Krishna is a hero with a two-fold nature. He is both a god disguised as a human, and a human disguised as a god.
This double quality which goes both ways is at the essence of his teaching.
While Krishna announces he is the creator of the universe and one with the universe at the same time, he doesn’t speak only about himself as a god, but about himself as a human as well, which extends this notion of oneness with the totality of the universe to all people.
It is this self which only uses the body as a vehicle that is one with the universe, making us spiritual beings first and foremost, and then material and physical beings.
Just like Krishna, we all exist in two worlds at once – the physical and the spiritual one.
Krishna’s main message is that of celebrating the universe and celebrating ourselves by doing so.

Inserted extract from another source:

PR #4562, opened 2018-10-26
MONGOID-4652 Allow atomic persistence context joining

brennana:
I have noticed some peculiar behavior when using nested calls to `Mongoid::Persistable#atomically`. Depending on the order and depth of other nested `atomically` blocks, mongoid may send separate operations to the database for different parts of the total described operation (not quite atomic anymore!).

For example (taking the `Band` class from the specs):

Living an enlightened life with the awareness of our true selves, participating actively in our own lives, celebrating life, love, and knowledge is the way we celebrate all life and not just our own.
As we are both spiritual and physical beings, just like Krishna, we are to enjoy both the spiritual world and the material world – we are to be devoted spiritualists, intellectuals, lovers, and enjoy both our minds and our bodies, all the while aiming to be kind and loving towards others.
Krishna and Yoga
The word “yoga” appears for the first time in the Bhagavad Gita – a main yoga text – as spoken by Krishna.
Krishna offers yoga as a solution to Arjuna, who is having trouble overcoming a feeling of disassociation and the inability to fully, consciously and actively participate in his life.
Yoga is a far more complex concept than the bodily postures that we practice today.
Contrary to popular belief, yoga did not start out as a physical experience, but rather as a holistic one – which Krishna explains at length in the ancient Sanskrit texts of Bhagavad Gita.
Yoga is a conscious way of living: yoga is the heightened awareness of all life around us and within us, of our being in the world, which leads to a life lived purposefully instead of automatically.
To practice yoga, according to Krishna, means to be driven by a pure force, living life fearlessly and freely, forming a powerful and intimate connection with the universe.
Because of his big role in the creation of the concept of yoga and all the traditions of yoga that followed, Krishna is a key figure of Hindu mythology for all those who aim to lead a spiritual life as yoga practitioners.